201012699/1/H2.
Datum uitspraak: 15 juni 2011
AFDELING
BESTUURSRECHTSPRAAK
Uitspraak op het hoger beroep van:
[appellant A], [appellant B], [appellant C], [appellant D], [appellant E], [appellant F], [appellant G], [appellant H], [appellant I], [appellant J], [appellant K], [appellant L] en [appellant M], allen wonend te Koedijk, gemeente Alkmaar, (hierna tezamen: [appellant] e.a.)

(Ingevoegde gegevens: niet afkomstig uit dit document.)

PR #8799, opened 2023-03-14
fix to-string for noop label filters

MasslessParticle:
Label Filter optimizations omit `.*` label filters from the execution pipeline but intruduced a bug where those stages were also ommitted from calls to `String` on the expression. This results in unparsable queries and panics when queries are cloned via `query.String()` 

This PR makes `noopLabelFilter` embed matchers and inherit their `String` method just like the `StringLabelFilters` do


trevorwhitney (approved):
LGTM, should we backport as well?

JordanRushing (approved):

PR #8809, opened 2023-03-15
Karsten/hackathon 2023 03

jeschkies:


periklis:
@jeschkies This sound pretty like a super awesome addition. Can you provide a couple of example ouputs of the `explain` function?

jeschkies:
@periklis we'll need to get a working first but I'm sure we'll share the findings :slightly_smiling_face:

PR #8820, opened 2023-03-16
Loki: Add `/loki/api/v1/retention_simulation` endpoint

DylanGuedes:
Adds a new `/loki/api/v1/simulate_retention` endpoint
* Endpoint expects a `since` parameter that represents a period used on the simulation
* It works by simulating a chunk with `creationTime=now`. This simulated chunk is then passed to our internal retention validation that will consider `now=creationTime+since`.
* Ex: in a scenario where the user retention configured is `30d` and the endpoint is called with `since=15d`:
  * A chunk will be created with `creationTime=now`
  * The retention checker will consider `now=creationTime+since`=`now+15d`, forcing the comparison to consider an interval equal to `15d`
  * Since the retention is `30d` and the interval is `15d`, the endpoint will return that the chunk wouldn't be deleted


periklis:
Sounds more like `/loki/api/v1/delete?dryRun=true` WDYT?

DylanGuedes:
> Sounds more like `/loki/api/v1/delete?dryRun=true` WDYT?

agreed, it looks similar to the delete endpoint with dryRun. However, it might cause confusion: deletions != retention (although both end up in deleting data :smile: )

periklis:
> > Sounds more like `/loki/api/v1/delete?dryRun=true` WDYT?
> 
> agreed, it looks similar to the delete endpoint with dryRun. However, it might cause confusion: deletions != retention (although both end up in deleting data smile )

`/loki/api/v1/retention/explain`

DylanGuedes:
> > > Sounds more like `/loki/api/v1/delete?dryRun=true` WDYT?
> > 
> > 
> > agreed, it looks similar to the delete endpoint with dryRun. However, it might cause confusion: deletions != retention (although both end up in deleting data smile )
> 
> `/loki/api/v1/retention/explain` muscle

ohh I like that

PR #7860, opened 2022-12-05
Fix broken canary loki alerts

xinbinhuang:
**What this PR does / why we need it**:

The original added canary alert rules (https://github.com/grafana/loki/pull/7286) are malformatted and break the generated `loki-alerts` . i.e. 
```
// stripped away some labels
apiVersion: monitoring.coreos.com/v1
kind: PrometheusRule
metadata:
  labels:
    helm.sh/chart: loki-3.6.0
  name: release-name-loki-alerts
spec:
  groups: << nothing here
```

PTAL @dannykopping @trevorwhitney

**Which issue(s) this PR fixes**:
Fixes a bug introduced in #7286

**Special notes for your reviewer**:

**Checklist**
- [ ] Reviewed the `CONTRIBUTING.md` guide
- [ ] Documentation added
- [ ] Tests updated
- [ ] `CHANGELOG.md` updated
- [ ] Changes that require user attention or interaction to upgrade are documented in `docs/sources/upgrading/_index.md`

PR #8822, opened 2023-03-16
Add yaml linting step to helm ci

trevorwhitney:

Adds a yaml linting step for the included rules in the loki helm chart. Only way I could think to enforce the comma line ending was to require qutoes around string, otherwise the linter cannot tell if the comma is just part of the string.

Fixes issue raised by @dannykopping in https://github.com/grafana/loki/pull/7860#issuecomment-1338784070.

**Note**:
First commit has an intentionally wrong `alerts.yaml`. Will fix before merging after making sure the CI works.

### DIFF
--- a/.github/workflows/helm-ci.yml
+++ b/.github/workflows/helm-ci.yml
@@ -24,6 +24,9 @@ jobs:
               exit 1
           fi
 
+      - name: Lint Yaml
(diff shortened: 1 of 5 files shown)


dannykopping (approved):
Nice!

PR #8823, opened 2023-03-16
Allow math on errors

MasslessParticle:
Currently metric expressions will fail if they contain the parser error label `__error__`. There are cases where you may want to count errors. For example,  `sum(count_over_time({foo="bar"} | json | __error__= "JSONParserErr" [$__interval]))` to see how many of your logs are unparsable JSON.

This pr uses `ParseHint` to determine whether the `__error__` label was requested in the query and, if it was, do math on it like any other query. Parse hints are only included in VectorAggregations so the label used to signal whether or not to keep errors is never seen by a user.

All other operations remain unaffected

### DIFF
--- a/pkg/logql/evaluator.go
+++ b/pkg/logql/evaluator.go
@@ -499,8 +499,8 @@ func (r *rangeVectorEvaluator) Next() (bool, int64, promql.Vector) {
 	}
 	ts, vec := r.iter.At()
 	for _, s := range vec {
-		// Errors are not allowed in metrics.
-		if s.Metric.Has(logqlmodel.ErrorLabel) {
+		// Errors are not allowed in metrics unless they've been specifically requested.
+		if s.Metric.Has(logqlmodel.ErrorLabel) && !s.Metric.Has(logqlmodel.PreserveErrorLabel) {
 			r.err = logqlmodel.NewPipelineErr(s.Metric)
 			return false, 0, promql.Vector{}
 		}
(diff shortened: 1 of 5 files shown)


pkg/logql/log/parser_hints.go
```diff
@@ -25,11 +26,14 @@ type ParserHint interface {
 	//		 sum(rate({app="foo"} | json [5m]))
 	// We don't need to extract any labels from the log line.
 	NoLabels() bool
+	// CountError returns true when parsing errors were specifically requested
```
DylanGuedes, line 29: nit
```suggestion
	// PreserveError returns true when parsing errors were specifically requested.
```

pkg/logql/evaluator.go
```diff
@@ -499,8 +499,8 @@ func (r *rangeVectorEvaluator) Next() (bool, int64, promql.Vector) {
 	}
 	ts, vec := r.iter.At()
 	for _, s := range vec {
-		// Errors are not allowed in metrics.
-		if s.Metric.Has(logqlmodel.ErrorLabel) {
+		// Errors are not allowed in metrics unless they've been specifically requested.
+		if s.Metric.Has(logqlmodel.ErrorLabel) && !s.Metric.Has(logqlmodel.PreserveErrorLabel) {
```
DylanGuedes, line 503: hey but what if I have `__preserve_error__=false`?

pkg/logql/evaluator.go
```diff
@@ -531,8 +531,8 @@ func (r *absentRangeVectorEvaluator) Next() (bool, int64, promql.Vector) {
...
```
DylanGuedes, line 535: ditto

DylanGuedes (approved):
not sure if the `__preserve_error__=false` is a problem or not but other than that, lgtm!

PR #8836, opened 2023-03-20
Removing backend target from SSD docker setup

dannykopping:
The `backend` target is only present in v2.8.

N/A

I was using this docker setup to test https://github.com/grafana/loki/pull/8744 and I obviously left some things around from that. Sorry about that!

Thanks @wardbekker for noticing the issue

### DIFF
--- a/production/docker/config/loki.yaml
+++ b/production/docker/config/loki.yaml
@@ -53,14 +53,10 @@ ruler:
   enable_api: true
   wal:
     dir: /tmp/ruler-wal
-  evaluation:
-    mode: remote
-    query_frontend:
-      address: dns:///loki-read:9095
   storage:
     type: local
     local:
-      directory: /etc/loki/rules
+      directory: /loki/rules
   rule_path: /tmp/prom-rules
   remote_write:
     enabled: true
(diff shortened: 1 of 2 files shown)


slim-bean:
instead maybe we could update the images to reference k141 which is essentially our RC for 2.8?

MichelHollands (approved):
LGTM

vlad-diachenko (approved):
LGTM

dannykopping:
> shouldn't we only backport this for 2.7 then?

Not sure what you mean?
This isn't included in any release

dannykopping:
> instead maybe we could update the images to reference k141 which is essentially our RC for 2.8?

For now there's no real need to run the `backend` target in this setup, but we can certainly change the image later 👍

DylanGuedes:
> > shouldn't we only backport this for 2.7 then?
> 
> Not sure what you mean? This isn't included in any release

sorry, my message was misleading. I mean that instead of reverting on the main branch, we could just add this to the 2.7 branch, since the main branch supports the backend target.

dannykopping:
> > > shouldn't we only backport this for 2.7 then?
> > 
> > 
> > Not sure what you mean? This isn't included in any release
> 
> sorry, my message was misleading. I mean that instead of reverting on the main branch, we could just add this to the 2.7 branch, since the main branch supports the backend target.

No, because we're using the `2.7.x` image in this setup - so it'll break anyway
Once we cut `2.8` (or change the image to a weekly release) we could do that

PR #8848, opened 2023-03-21
Ruler: rule evaluation jitter

dannykopping:
This PR introduces a configurable random sleep before each rule evaluation to prevent contention on the query engine should multiple runs execute concurrently. It's quite likely that rules will be evaluated ~concurrently if they have the same interval.

N/A

In https://github.com/grafana/loki/pull/8744 I introduced the `ruler.Evaluator` interface, and this implementation is much simpler/elegant than what I had previously implemented in https://github.com/grafana/loki/pull/8307.

**Checklist**
- [x] Documentation added
- [x] Tests updated
- [x] `CHANGELOG.md` updated

### DIFF
--- a/CHANGELOG.md
+++ b/CHANGELOG.md
@@ -8,7 +8,7 @@
 
 ##### Enhancements
 
-* [8848](https://github.com/grafana/loki/pull/8848) **dannykopping**: Ruler: rule evaluation jittter.
+* [8848](https://github.com/grafana/loki/pull/8848) **dannykopping**: Ruler: add configurable rule evaluation jitter.
 * [8752](https://github.com/grafana/loki/pull/8752) **chaudum**: Add query fairness control across actors within a tenant to scheduler, which can be enabled by passing the `X-Loki-Actor-Path` header to the HTTP request of the query.
 * [8786](https://github.com/grafana/loki/pull/8786) **DylanGuedes**: Ingester: add new /ingester/prepare_shutdown endpoint.
 * [8744](https://github.com/grafana/loki/pull/8744) **dannykopping**: Ruler: remote rule evaluation.
--- a/CHANGELOG.md
+++ b/CHANGELOG.md
@@ -8,6 +8,7 @@
 
 ##### Enhancements
 
+* [8848](https://github.com/grafana/loki/pull/8848) **dannykopping**: Ruler: rule evaluation jittter.
 * [8752](https://github.com/grafana/loki/pull/8752) **chaudum**: Add query fairness control across actors within a tenant to scheduler, which can be enabled by passing the `X-Loki-Actor-Path` header to the HTTP request of the query.
 * [8786](https://github.com/grafana/loki/pull/8786) **DylanGuedes**: Ingester: add new /ingester/prepare_shutdown endpoint.
 * [8744](https://github.com/grafana/loki/pull/8744) **dannykopping**: Ruler: remote rule evaluation.
--- a/docs/sources/configuration/_index.md
+++ b/docs/sources/configuration/_index.md
@@ -817,9 +817,8 @@ storage:
 # CLI flag: -ruler.rule-path
 [rule_path: <string> | default = "/rules"]
 
-# Upper bound of random duration to wait before rule evaluation to
-# avoid contention during concurrent execution of rules. Set 0 to disable
-# (default).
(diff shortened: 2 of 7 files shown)


CHANGELOG.md
```diff
@@ -8,6 +8,7 @@
 
 ##### Enhancements
 
+* [8848](https://github.com/grafana/loki/pull/8848) **dannykopping**: Ruler: rule evaluation jittter.
```
DylanGuedes, line 11: nit:
(I think it is a better reading for end users)
```suggestion
* [8848](https://github.com/grafana/loki/pull/8848) **dannykopping**: Add new ruler `evaluation_jitter` configuration.
```

docs/sources/configuration/_index.md
```diff
@@ -817,6 +817,12 @@ storage:
 # CLI flag: -ruler.rule-path
 [rule_path: <string> | default = "/rules"]
 
+# Upper bound of random duration to wait before rule evaluation; this is to
+# avoid contention during concurrent execution of rules. Set 0 to disable
+# (default).
```
DylanGuedes, line 822: nit
```suggestion
# Upper bound of random duration to wait before rule evaluation to
# avoid contention during concurrent execution of rules. Set 0 to disable
# (default).
```

pkg/ruler/base/ruler.go
```diff
@@ -161,6 +163,7 @@ func (cfg *Config) RegisterFlags(f *flag.FlagSet) {
 	f.Var(&cfg.ExternalURL, "ruler.external.url", "URL of alerts return path.")
 	f.DurationVar(&cfg.EvaluationInterval, "ruler.evaluation-interval", 1*time.Minute, "How frequently to evaluate rules.")
 	f.DurationVar(&cfg.PollInterval, "ruler.poll-interval", 1*time.Minute, "How frequently to poll for rule changes.")
+	f.DurationVar(&cfg.EvaluationJitter, "ruler.evaluation-jitter", 0, "Upper bound of random duration to wait before rule evaluation; this is to avoid contention during concurrent execution of rules. Set 0 to disable (default).")
```
DylanGuedes, line 166:
```suggestion
	f.DurationVar(&cfg.EvaluationJitter, "ruler.evaluation-jitter", 0, "Upper bound of random duration to wait before rule evaluation to avoid contention during concurrent execution of rules. Set 0 to disable (default).")
```

docs/sources/configuration/_index.md
```diff
@@ -817,6 +817,12 @@ storage:
 # CLI flag: -ruler.rule-path
 [rule_path: <string> | default = "/rules"]
 
+# Upper bound of random duration to wait before rule evaluation; this is to
```
DylanGuedes, line 820: nit: might be useful to say that this is "experimental" (in case you think it is good to avoid using it for now for very sensitive environments)

pkg/ruler/evaluator_jitter.go
```diff
@@ -0,0 +1,39 @@
...
+
+func (e *EvaluatorWithJitter) Eval(ctx context.Context, qs string, now time.Time) (*logqlmodel.Result, error) {
+	if e.inner == nil {
+		return nil, fmt.Errorf("no inner evaluator defined")
+	}
+
+	if e.maxJitter > 0 {
+		jitter := time.Duration(e.rng.Int63n(e.maxJitter.Nanoseconds()))
+		time.Sleep(jitter)
+	}
```
DylanGuedes, line 36: WDYT of moving those validations to the `NewEvaluatorWithJitter` instead? So you only check them a single time instead of checking for every evaluation

DylanGuedes (approved):
lgtm, just a few nits/suggestions

CHANGELOG.md
dannykopping: We try and keep the subsystem name at the beginning to make it easier to identify which changes someone might be interested in

docs/sources/configuration/_index.md
dannykopping: Nope, I don't think there's any risk at all.
The same instant is used when evaluating the rule, only we wait slightly before evaluating

pkg/ruler/evaluator_jitter.go
dannykopping: Good call 👍 
If `maxJitter <= 0` then I can just return the `inner`.

PR #8232, opened 2023-01-22
Loki: Fix version info issue that shows wrong version (#7669, #8055)

HwangTaehyun:
**What this PR does / why we need it**:

* It should fetch all tags before extracting tag info to ldflag of the build.

  * This issue could happen if a build tag like v2.7.1 was not fetched properly and then the build process was running. 
  * The following promtail is https://github.com/grafana/loki/releases/download/v2.7.1/promtail-darwin-arm64.zip

     image

  * If there's no tag on the exact commit to publish, then <kbd>BRANCH</kbd> variable becomes HEAD, so the <kbd>VERSION</kbd> variable becomes like "HEAD-e0af1cc".

    * https://github.com/grafana/loki/blob/86dcc8231bed247fc29a5f5e25c6bb184d08fa71/tools/image-tag#L7-L21
    * https://github.com/grafana/loki/blob/86dcc8231bed247fc29a5f5e25c6bb184d08fa71/Makefile#L35

**Which issue(s) this PR fixes**:
* Fixes #7669, #8055 

**Special notes for your reviewer**:
* This can happen when the version tag was not fetched properly before the build process.

**Checklist**
- [ ] Reviewed the [`CONTRIBUTING.md`](https://github.com/grafana/loki/blob/main/CONTRIBUTING.md) guide (**required**)
- [ ] Documentation added
- [ ] Tests updated
- [x] `CHANGELOG.md` updated
- [ ] Changes that require user attention or interaction to upgrade are documented in `docs/sources/upgrading/_index.md`

PR #8849, opened 2023-03-21
Build: Remove ./tools/fetch-tags invocation from Makefile

chaudum:

This invocation causes problems when make targets are executed in the build image container (`BUILD_IN_CONTAINER=true`), e.g. the `yacc` target, because git tries to fetch tags from `origin` using ssh, causing error message like these:

```
Host key verification failed.
fatal: Could not read from remote repository.

Please make sure you have the correct access rights
and the repository exists.
error: Could not fetch origin
```

This is because local ssh keys are not mounted into the build container.

In order not to break CI builds
(https://github.com/grafana/loki/pull/8232) we need to manually fetch the tags as the first step in release pipelines. This is added to the Drone configuration.

### DIFF
--- a/.drone/drone.jsonnet
+++ b/.drone/drone.jsonnet
@@ -52,9 +52,11 @@ local gpg_private_key = secret('gpg_private_key', 'infra/data/ci/packages-publis
 local updater_config_template = secret('updater_config_template', 'secret/data/common/loki_ci_autodeploy', 'updater-config-template.json');
 local helm_chart_auto_update_config_template = secret('helm-chart-update-config-template', 'secret/data/common/loki-helm-chart-auto-update', 'on-loki-release-config.json');
 
+local build_image_name = 'grafana/loki-build-image:%s' % build_image_version;
+
 local run(name, commands, env={}) = {
   name: name,
-  image: 'grafana/loki-build-image:%s' % build_image_version,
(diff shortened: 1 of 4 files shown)


MichelHollands (approved):
LGTM

dannykopping (approved):
LGTM, thanks!

.drone/drone.jsonnet
```diff
@@ -653,8 +666,6 @@ local manifest_ecr(apps, archs) = pipeline('manifest-ecr') {
           RELEASE_TAG_REGEXP: '^([0-9]+\\.[0-9]+\\.[0-9]+)$',
         },
         commands: [
-          'apk add --no-cache bash git',
```
vlad-diachenko, line 656: i will cause an issue that ./tools/image-tag won't be executed becuse it uses bash

vlad-diachenko (changes requested):
we can not remove installation steps like : `apk add --no-cache bash git`

vlad-diachenko (approved):
Lgtm

chaudum:
@vlad-diachenko @MichelHollands @dannykopping [Opened a new PR](https://github.com/grafana/loki/pull/8854) because I don't want to open the can of worms that I did with this PR.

tegen de uitspraak van de rechtbank Alkmaar van 18 november 2010 in zaken nrs. 09/1229 en 09/1472 in het geding tussen:
I. [appellant] e.a.
II. De stichting Stichting Boerderijenstichting Noord-Holland, Vrienden van de Stolp, gevestigd te Bergen,
het college van burgemeester en wethouders van Alkmaar.
Bij besluit van 24 april 2009 heeft het college aan de stichting Woningstichting Goed Wonen Noord-Kennemerland een vergunning verleend (hierna: de monumentenvergunning) voor het afbreken van de als beschermd gemeentelijk monument aangewezen restanten van een stolpboerderij aan de Kanaaldijk 264 te Alkmaar.
Bij uitspraak van 18 november 2010, verzonden op dezelfde dag, heeft de rechtbank het door [appellant] e.a. daartegen ingestelde beroep niet-ontvankelijk verklaard. Deze uitspraak is aangehecht.
Tegen deze uitspraak hebben [appellant] e.a. bij brief, bij de Raad van State ingekomen op 28 december 2010, hoger beroep ingesteld. De gronden van het hoger beroep zijn aangevuld bij brief van 25 januari 2011.
De woningstichting heeft een reactie ingediend.
Het college heeft een verweerschrift ingediend.
De Afdeling heeft de zaak ter zitting behandeld op 20 mei 2011, waar [appellant A], [appellant G] en [appellant B] in persoon, het college, vertegenwoordigd door mr. drs. V.M. Behrens en J. Tjon Jaw Chong, werkzaam bij de gemeente, en de woningstichting, vertegenwoordigd door haar directeur L.J. de Visser, zijn verschenen.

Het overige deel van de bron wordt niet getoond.